Notker Labeo
NOTKER LABEO
Benedictine scholar, one of the earliest authors to translate Latin works into German, for which he was given the nickname Teutonicus; b. Thurgau, Switzerland, c. 950; d. Abbey of Sankt Gallen, June 29, 1022. Notker Labeo was one of four nephews of Abbot Ekkehard I to enter the community at sankt gallen, which he joined as an oblate. Widely read in all branches of knowledge, he was later chosen to direct the monastic school, where one of his pupils was Ekkehard IV. In a letter (P. H. Piper, 1:859–61) to Bp. Hugh of Sion (d. 1017) Notker lists his works; of 11 translations, but only five are extant. His clear poetic style, which made him the earliest master of German prose, appears in his translations of boethius's De consolatione philosophiae, the two extant books of Martianus Capella's De nuptiis Mercurii et philologiae, the Categories and Hermeneutics of aristotle (from an earlier translation into Latin by Boethius), and in the psalter, perhaps Notker's most famous work (an Old High German-Latin interlinear text, MS Sankt Gallen 21, dating from c. 1100). No copies have been found of Notker's translations of Boethius's De trinitate and Elements of Arithmetic (?), Vergil's Bucolica, the disticha catonis, Terence's Andria, and the Homilia in Job of Pope gregory the great, to which Notker devoted his last days.
Notker wrote an original work in German on music, about the measurement of organ pipes, among other subjects. It is the first known German work on music. He is the author of a Latin work, the Computus, about how to determine dates, especially that of Easter. He is credited also with a Latin textbook, De arte rhetorica, composed principally of excerpts from Boethius.
Notker also contributed to the development of German orthography; in the letter to Hugh of Sion he recommended accents for German words (acute for short vowels, circumflex for long). His contribution to the German vernacular may be compared to alfred the great's work in making Anglo-Saxon a literary language. Like Alfred, Notker translated the Latin classics to make them available to a wider audience.

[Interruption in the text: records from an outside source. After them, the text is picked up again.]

PR #923, opened 2026-07-05
perf(file-transfer): stream file and archive payloads

zhangrr:
# PR: Stream file and archive payloads to reduce memory pressure

## Outcome

Convert the heaviest BoxLite file/archive transfer paths from whole-payload buffering to chunked streaming. The PR keeps the existing public REST/gRPC surface stable and focuses on removing avoidable `O(payload_size)` allocations on the host and local REST server.

## Problem

Large copy/export/import operations currently allocate full archives in memory in several places:

- `src/boxlite/src/portal/interfaces/files.rs:37-71` reads a whole tar file into `Vec<UploadChunk>` before starting gRPC upload.
- `src/boxlite/src/litebox/box_impl.rs:496-521` creates a temporary tar for `copy_into`; combined with the `Vec<UploadChunk>` above, upload uses temp disk plus same-sized memory.
- `src/cli/src/commands/serve/handlers/files.rs:15-60` accepts upload bodies as `Bytes`, forcing complete HTTP request buffering before unpack/copy.
- `src/cli/src/commands/serve/handlers/files.rs:91-125` builds download responses with `tar::Builder::new(Vec::new())`, holding the complete tar in memory before response write.
- `src/cli/src/commands/serve/handlers/advanced.rs:69-86` uses `std::fs::read` to load a complete `.boxlite` export archive into memory.
- `src/cli/src/commands/serve/handlers/advanced.rs:92-110` accepts import archives as `Bytes`, again requiring whole-payload buffering.

The protobuf surface is already streaming-friendly: `src/shared/proto/boxlite/v1/service.proto:61-66` defines `Upload(stream UploadChunk)` and `Download(...) returns (stream DownloadChunk)`.

## Similar-project references

- Docker/Moby exposes copy upload/download as reader streams rather than whole buffers: `moby/client/container_copy.go:49-63`, `95-127`.
  - https://github.com/moby/moby/blob/master/client/container_copy.go#L49-L63
  - https://github.com/moby/moby/blob/master/client/container_copy.go#L95-L127
- Kubernetes `kubectl cp` pipes tar generation/consumption with `io.Pipe` and reader streams: `staging/src/k8s.io/kubectl/pkg/cmd/cp/cp.go:306-323`, `364-426`, `506`.
  - https://github.com/kubernetes/kubernetes/blob/master/staging/src/k8s.io/kubectl/pkg/cmd/cp/cp.go#L306-L323
  - https://github.com/kubernetes/kubernetes/blob/master/staging/src/k8s.io/kubectl/pkg/cmd/cp/cp.go#L364-L426
  - https://github.com/kubernetes/kubernetes/blob/master/staging/src/k8s.io/kubectl/pkg/cmd/cp/cp.go#L506

## Reliability intent check

I checked whether the original eager buffering looked intentional for retry/resume or network-failure tolerance. The evidence points the other way:

- `git blame` traces the host and guest file-transfer implementation back to `dd61c75cf` (`Add cp support across CLI and SDKs (#175)`). The commit message describes feature rollout and clippy cleanup, not retry/resume semantics.
- The original host implementation explicitly said: `Read entire tar file and build chunks` followed by `Note: For very large files, consider streaming with async_stream crate`. That reads as a known simplification/performance TODO, not a deliberate reliability guard.
- The protobuf API was already streaming at introduction time: `Upload(stream UploadChunk)` and `Download(...) returns (stream DownloadChunk)`.
- The guest upload implementation already consumes the stream chunk-by-chunk and writes it to a temp tar before extracting. That preserves the important failure behavior: if the upload stream is interrupted, extraction does not happen because the stream returns an error before the temp tar is unpacked.
- There is no resumable upload state, chunk checksum, offset acknowledgement, idempotency token, or retry loop in the host/guest protocol. Pre-reading into memory therefore cannot make a network interruption resumable; it only fails later, after allocating memory for the whole tar.

Conclusion: this PR keeps the existing all-or-nothing extraction boundary on the guest temp file, while removing host-side all-payload memory buffering. It does not add resumable transfers, but it does not remove any existing retry/resume mechanism because none exists in the current protocol.

## Scope for this PR

1. Stream `FilesInterface::upload_tar` through a bounded channel instead of collecting every chunk into a `Vec`.
2. Change REST upload/import handlers from `Bytes` extraction to streaming request-body-to-temp-file writes.
3. Change REST download/export handlers to stream response files with `Body::from_stream` instead of reading archives into memory.
4. Keep archive format, route paths, and protobuf messages unchanged.

## Non-goals

- Do not redesign guest-side extraction in this PR. The guest still writes upload/download temp tar files before unpack/pack.
- Do not change SDK API shape or route contracts.
- Do not remove all temporary files; this PR targets peak memory first, while preserving current behavior.

## Verification plan

- Add focused unit coverage for the new chunk producer so it proves upload chunks are produced incrementally and metadata is present on the first chunk.
- Add focused unit coverage for REST body/file helpers so request bodies write to files and response bodies stream file content.
- Run the smallest relevant make target first; broaden only if needed.

## Implementation notes

Changed files:

- `src/boxlite/src/portal/interfaces/files.rs`
  - Replaced eager `Vec<UploadChunk>` construction with a bounded `mpsc` producer and `ReceiverStream` upload body.
  - Added a focused test for first-chunk metadata and chunked data emission.
- `src/cli/src/commands/serve/handlers/body_io.rs`
  - Added shared helpers to write an Axum `Body` stream to disk and stream a response body from a file while owning temp directories until the response stream is dropped.
- `src/cli/src/commands/serve/handlers/advanced.rs`
  - Export now streams the generated `.boxlite` file instead of `std::fs::read` into memory.
  - Import now streams request body bytes into the temp archive instead of extracting `Bytes`.
- `src/cli/src/commands/serve/handlers/files.rs`
  - Upload now streams request body bytes into a temp tar file before extraction.
  - Download now writes the response tar to a temp file and streams that file instead of building `tar::Builder<Vec<u8>>`.
- `src/cli/Cargo.toml`
  - Enabled `tokio` `fs` and `io-util` features for async file streaming in `boxlite serve`.
- `make/test.mk`
  - Added `make test:unit:cli` and wired it into changed-component/core unit test dispatch so CLI source unit tests have a Makefile entry point.

## Verification performed in this environment

- `make setup:build` — passed; installed missing build prerequisites and initialized vendored submodules.
- `make fmt:rust` — passed.
- `make fmt:check:rust` — passed.
- `git diff --check` — passed.
- `make test:unit:rust FILTER=send_upload_chunks_streams_file_with_metadata_only_on_first_chunk` — passed.
- `make test:unit:cli FILTER=stream_file_body` — passed.
- `make test:unit:cli FILTER=write_body_to_file_persists_streamed_body` — passed.
- `make test:unit:cli FILTER=pack_dir_to_tar_streams_from_file_without_vec_buffer` — passed.
- Structural grep confirmed the targeted eager-buffering patterns are gone from the touched transfer paths:
  - no `Vec<UploadChunk>` / `chunks.push` / `futures::stream::iter(chunks)` in `src/boxlite/src/portal/interfaces/files.rs`;
  - no `std::fs::read(archive.path())` in `src/cli/src/commands/serve/handlers/advanced.rs`;
  - no `body: Bytes` request extraction in touched REST transfer handlers;
  - no `tar::Builder::new(Vec::new())` in `src/cli/src/commands/serve/handlers/files.rs`.

## Broader verification notes

- `make test:changed` was attempted after setup. It failed outside the scope of this PR because:
  - changed-component detection included `apps`, but this environment lacks `yarn`;
  - full CLI unit tests hit sandbox/TTY/socket permissions in existing tests (`bind ephemeral: Operation not permitted`, `openpty: EACCES`);
  - full Rust unit tests hit multiple environment-sensitive socket/process/runtime tests.
- The new tests added by this PR all passed via focused `make` targets listed above.

## Pre-merge suggestion

In a full dev/CI environment, rerun:

```bash
make test:changed
```

## Summary by CodeRabbit

* **New Features**
  * Large file uploads and downloads now stream instead of loading entire archives into memory.
  * Import/export and file transfer endpoints now support more efficient handling of big payloads.
  * Request size limits were added to help protect upload-related endpoints.

* **Bug Fixes**
  * Improved tar handling for file transfers to preserve expected contents and structure.
  * Uploads now report file read failures more reliably.


DorianZheng:
nice memory win. moving the host buffer from ram to a temp file at each edge is the right direction. a few things to look at.

**the request size cap is gone**
`upload_files` and `import_box` now take `Body`, not `Bytes`. the `Bytes` extractor enforced axum's 2 mib default limit. `Body` has no limit. the router sets none either. so a client can stream an endless body to `PUT /files` or `POST /boxes/import`. it all writes to a host temp file. the disk fills up. auth is off by default, so no key is needed. please set an explicit limit on the router.

**streaming replies send 200 before the file is read**
`stream_file_body` opens the file lazily inside the stream. but the handler already returned `200 OK`. if the open or a read fails, the client gets 200 and a cut-off body. `export_box` used to return a real 500 on a read error. that 500 path is now gone. a client can keep a truncated archive and think it worked.

**upload is no longer all-or-nothing**
in `send_upload_chunks`, a read error mid-file just drops the channel. the grpc stream then ends cleanly, not with an error. the guest unpacks the chunks it already got. so partial files can land in the container. the caller still sees an error, but the guest already changed state. the old code read the whole file first, so a read error sent nothing. the trigger is rare, but the guarantee changed.

**the tar helpers already exist**
`pack_dir_to_tar` and `unpack_tar_to_dir` do the same job as `boxlite_shared::tar::pack` and `unpack`. `copy_into` and `copy_out` already call those. the shared ones skip the `"."` entry and carry overwrite/mkdir rules. these new copies do not. the two paths will drift. please reuse the shared ones.

**download holds the extracted tree too long**
`download_files` keeps both `temp_dir` and `tar_dir` alive until the stream ends. but `temp_dir` is dead once the tar is packed. a slow client then keeps two copies on disk. drop `temp_dir` right after packing.

**dead code in `send_upload_chunks`**
the empty-file branch never runs. the caller always passes a real tar, which is at least 1024 bytes. it also changes behavior: the old path made the guest return 400, the new one sends an empty chunk. the `sent` count is returned but never used in production. only the test reads it. drop both.

**too many args**
`send_upload_chunks` takes 6 args. two bools sit side by side (`mkdir_parents`, `overwrite`). they are easy to swap by mistake. these are `UploadChunk`'s own fields. group them into one struct.

**the test assumes a full read**
the new test asserts the first chunk is exactly `CHUNK_SIZE`. `read` is allowed to return fewer bytes. so the test can fail for a valid reason. loop the read, or assert on the whole payload.

DorianZheng:
a note on the shape of the helpers. all three hand-rolled adapters here have a library form. other projects use those instead.

**request body → file: axum's own example is 3 lines**

axum ships this exact handler in `examples/stream-to-file/src/main.rs`:

```rust
let body_with_io_error = stream.map_err(io::Error::other);
let mut body_reader = pin!(StreamReader::new(body_with_io_error));
let mut file = BufWriter::new(File::create(path).await?);
tokio::io::copy(&mut body_reader, &mut file).await?;
```

so `write_body_to_file` can drop the manual `next()`/`write_all` loop:

```rust
pub(super) async fn write_body_to_file(body: Body, path: &Path) -> io::Result<()> {
    let reader = StreamReader::new(body.into_data_stream().map_err(io::Error::other));
    let mut reader = std::pin::pin!(reader);
    let mut file = BufWriter::new(tokio::fs::File::create(path).await?);
    tokio::io::copy(&mut reader, &mut file).await?;
    file.flush().await
}
```

**file → response: `ReaderStream`, not `async_stream!` + a copy**

`tokio_util::io::ReaderStream` reads into an internal `BytesMut` and yields owned `Bytes` with no extra copy. it has `with_capacity` for the chunk size. that replaces the `try_stream!` block, the `BoxStream`, the reused `vec![0u8; 64 * 1024]`, and the `Bytes::copy_from_slice` per chunk:

```rust
pub(super) async fn stream_file_body(path: &Path, keep: Vec<tempfile::TempDir>) -> io::Result<Body> {
    let file = tokio::fs::File::open(path).await?;
    let reader = ReaderStream::with_capacity(file, RESPONSE_CHUNK_SIZE);
    let guarded = reader.map(move |chunk| { let _ = &keep; chunk });
    Ok(Body::from_stream(guarded))
}
```

note the open is now eager. the handler can return a real 500 when the file is missing. that also fixes the 200-then-truncated-body problem from the earlier comment.

**grpc upload: pass the stream, skip the task and channel**

tonic polls the outbound stream itself while awaiting the response. its own client-streaming examples (`examples/src/routeguide/client.rs`, `record_route` / `route_chat`) pass a stream straight to the client method. no `mpsc::channel`, no `tokio::spawn`, no join handling. `async-stream` is already a boxlite dep:

```rust
let mut file = File::open(tar_path).await.map_err(...)?;
let outbound = async_stream::stream! {
    let mut buf = vec![0u8; CHUNK_SIZE];
    let mut first = true;
    while let Ok(n) = file.read(&mut buf).await {
        if n == 0 { break; }
        yield UploadChunk {
            dest_path: if first { dest.clone() } else { String::new() },
            container_id: cid.clone(),
            data: buf[..n].to_vec(),
            mkdir_parents,
            overwrite,
        };
        first = false;
    }
};
let response = self.client.upload(outbound).await.map_err(map_tonic_err)?.into_inner();
```

that removes `send_upload_chunks`, the channel, the spawn, the join error mapping, the `sent` counter, the `mem::take`, and the empty-file branch in one go. roughly 55 lines down to 15. one caveat: `while let Ok` still ends the stream silently on a read error. the chunk type can't carry an error, so that limit exists in both shapes. it is the same partial-upload point from the earlier comment, and it needs its own decision.

**tar helpers**

covered in the earlier comment: `boxlite_shared::tar::{pack, unpack}` already exist and are what `copy_into` / `copy_out` use.

cost: one feature flag, `tokio-util = { version = "0.7", features = ["io"] }` in `src/cli/Cargo.toml`. tokio-util is already in the workspace via the boxlite crate, so no new external crate.

G4614:
Verified the focused tests on both macOS locally and the Linux debug box After initializing submodules on the debug worktree, these passed:

- `make fmt:check:rust`
- `git diff --check`
- `make test:unit:rust FILTER=upload_chunks_streams_file_with_metadata_only_on_first_chunk`
- `make test:unit:cli FILTER=stream_file_body`
- `make test:unit:cli FILTER=write_body_to_file_persists_streamed_body`
- `make test:unit:cli FILTER=pack_download_dir_uses_shared_tar_without_parent_entry`

Small doc nit: the PR body lists two stale filter names (`send_upload_chunks...` and `pack_dir_to_tar_streams...`); the names above are the ones that actually run tests.

G4614:
I was able to pin down the read-error concern with a tiny local repro test. Opening a directory as `tokio::fs::File` makes `read()` return an error; with the current `while let Ok(n) = file.read(...)` loop, `upload_chunks` just ends the stream as if it hit EOF.

Temporary test I ran locally:

```rust
#[tokio::test]
async fn upload_chunks_silently_ends_when_source_read_errors() {
    let dir = tempfile::tempdir().unwrap();
    let file = File::open(dir.path()).await.unwrap();
    let mut stream = Box::pin(upload_chunks(file, UploadChunkFields {
        dest_path: "/workspace".to_string(),
        container_id: "container-1".to_string(),
        mkdir_parents: true,
        overwrite: false,
    }));

    assert!(stream.next().await.is_none());
}
```

That test passes today, which confirms the error is swallowed. I would treat this as the main blocker: the stream item or the upload path needs a way to surface source read errors so a partial upload cannot look like a clean EOF.

zhangrr:
Thanks, I added that repro as a regression test. upload_chunks now records source read errors through a shared error holder, and upload_tar checks it after the client-streaming RPC completes so a source read failure is returned as
  BoxliteError::Storage instead of being treated as clean EOF.

DorianZheng:
one more nit. `body_io.rs` names the mechanism, not the domain. every sibling in `handlers/` is a plain noun: `boxes`, `files`, `snapshots`, `executions`. other projects do the same for this exact job: meilisearch's streaming request-body extractor is `extractors/payload.rs`, docker's tar transfer helpers are the `archive` package (moby/go-archive), tower-http's file-to-body streaming lives in `services/fs` and `body.rs`. mechanism names like `ioutils` only appear in dedicated util trees (moby `pkg/ioutils`, crates.io `util/io_util.rs`), never among handlers — and go deprecated `io/ioutil` itself in 1.16. your own doc comment already names the domain: "streaming request/response body helpers for archive-sized payloads". suggest `payload.rs`.

DorianZheng:
the rework looks right. the shared tar reuse also quietly fixes a real hazard: the old download path used `tar::Builder` defaults, which follow symlinks. a guest-controlled absolute symlink could pull host files into the returned tar. `pack` with `follow_symlinks: false` preserves links instead. good outcome.

three things in the new code.

**over-limit chunked bodies return 500, not 413**
`RequestBodyLimitLayer` only returns an early 413 when the request has a `Content-Length` header. a chunked request (or a lying client) gets the body wrapped in `Limited` instead, and the limit error surfaces mid-poll inside the handler. `write_body_to_file` flattens it with `io::Error::other`, so the client sees `500 InternalError "failed to write upload archive: length limit exceeded"` for a client-caused condition. the old `Bytes` extractor returned a proper 413. fix: walk the error source chain, downcast `http_body_util::LengthLimitError`, and return 413 with the standard envelope. typed check, no string matching. (the early content-length 413 also skips the json error envelope, but the status is at least right there.)

**the 512 mib cap duplicates the guest cap with no cross-reference**
`MAX_REQUEST_BODY_BYTES` in `payload.rs` and `MAX_UPLOAD_BYTES` in `src/guest/src/service/files.rs` are the same value in two crates. nothing ties them together. if someone raises one, the other silently disagrees. at minimum comment the coupling; better, share one constant via `boxlite-shared`.

**`async-stream` is now an unused cli dep**
nothing under `src/cli` uses it anymore. the only `async_stream::stream!` in this pr lives in the boxlite crate, which has its own dep. one-line removal in `src/cli/Cargo.toml` while you're already touching that block.

one residual to be aware of, no action needed here: on a host read error mid-upload the grpc stream still ends cleanly, so the guest can extract the chunks it already received. the caller gets an error either way. making the guest discard partial uploads needs a protocol-level signal, which is out of scope for this pr.

zhangrr:
Get it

Bibliography: Works. Die Schriften Notkers und seiner Schule, ed. p. h. piper, 3 v. (Freiburg 1895). Notkers des Deutschen Werke, ed. e. h. sehrt and t. starck, 7 v. (Halle 1933–55). Literature. j. m. clark, The Abbey of St. Gall as a Centre of Literature and Art (Cambridge, Eng. 1926), passim. m. manitius, Geschichte der lateinischen Literatur des Mittelalters (Munich 1911–31) 2:694–699. É. amann, Dictionnaire de théologie catholique, ed. a. vacant et al. (Paris 1903—50) 11.1:806–807. o. a. dieter, The Rhetoric of Notker Labeo (St. Louis 1940). w. von den steinen, Notker, der Dichter und seine geistige Welt, 2 v. (Bern 1948). a. k. dolch, Notker-Studien, 2 v. (Borna-Leipzig 1951–52). i. schrÖbler, Notker III. von St. Gallen als Übersetzer und Commentator von Boethius … (Tübingen 1953). e. h. sehrt, Notker-Wortschatz (Halle 1955). f. l. cross, The Oxford Dictionary of the Christian Church (London 1957) 967. j. duft, Lexikon für Theologie und Kirche, ed. j. hofer and k. rahner (Freiberg 1957–65) 7:1051.